REQUIRED ACTION: Search the data for the word "exibble" and copy out every line that has it.

EXTRACTED ENTRIES:
Issue #73, opened 2023-12-09
tab_source_note disappears when text is rendered as markdown


karangattu:
## Description

`tab_source_note` disappears when text is rendered as markdown

## Reproducible example
using
```python
    .tab_source_note(
        source_note = "Source: The World Almanac and Book of Facts, 1975, page 406."
    )
```
renders the text correctly
<img width="458" alt="great_tables_-_Examples" src="https://github.com/posit-dev/great-tables/assets/4220325/8963e44a-66c1-4d77-b38c-1a8fe05ee6e5">
but adding
```python
    .tab_source_note(
        source_note = md("Reference: McNeil, D. R. (1977) *Interactive Data Analysis*. Wiley.")
    )
```
Does not render the markdown and hides the text from the footnotes section

## source code
```python
from great_tables import GT, md, html
from great_tables.data import islands

islands_mini = islands.head(10)

(
    GT(islands_mini, rowname_col = "name")
    .tab_header(
        title = "Large Landmasses of the World",
        subtitle = "The top ten largest are presented"
    )
    .tab_source_note(
        source_note = "Source: The World Almanac and Book of Facts, 1975, page 406."
    )
    .tab_source_note(
        source_note = md("Reference: McNeil, D. R. (1977) *Interactive Data Analysis*. Wiley.")
    )
    . tab_stubhead(label = "landmass")
)
```

## Expected result

Should render footnote with markdown when used in conjunction with the `md` tag
## Development environment

- Operating System: macOS
- **great_tables** Version: 0.1.1

## Additional context

This code is also displayed on the examples page

rich-iannone:
Thanks for reporting. Will fix this soon!

PR #77, opened 2023-12-11
Ensure that `tab_source_note()` works when using `md()` or `html()`

rich-iannone:
This fixes an issue where using `md()` or `html()` on source note text (within `tab_source_note()`) would fail to produce the note. The solution is to apply `_process_text()` to incoming label text, handling the md- and html-classed text appropriately. After this fix is applied, the following example works as expected:

```
import great_tables as gt
from great_tables import md, html
from great_tables import exibble

(
    gt.GT(exibble)
    .tab_source_note(md("An **important** note."))
    .tab_source_note(md("Another *important* note."))
    .tab_source_note("A plain note.")
    .tab_source_note(html("An <strong>HTML heavy</strong> note."))
)
```

Fixes: #73

### DIFF
--- a/great_tables/_utils_render_html.py
+++ b/great_tables/_utils_render_html.py
@@ -528,10 +528,12 @@ def create_source_notes_component_h(data: GTData) -> str:
         source_notes_tr: List[str] = []
 
         for note in source_notes:
+            note_str = _process_text(note)
+
             source_notes_tr.append(
                 f"""
   <tr>
-    <td class="gt_sourcenote" colspan="{n_cols_total}">{note}</td>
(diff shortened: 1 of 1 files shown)


machow (changes requested):
Can we add a test for this? I wonder if just doing a snapshot in test_formats (or a new file for test_utils_render_html?). We could use the [assert_repr_html](https://github.com/posit-dev/great-tables/blob/main/tests/test_formats.py#L24) helper

(feel free to merge and punt testing)

rich-iannone:
Good idea, just added basic snapshot testing based on the example above.

machow (approved):
This test is way better than what I suggested, thanks!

RESULT:
from great_tables import exibble
    gt.GT(exibble)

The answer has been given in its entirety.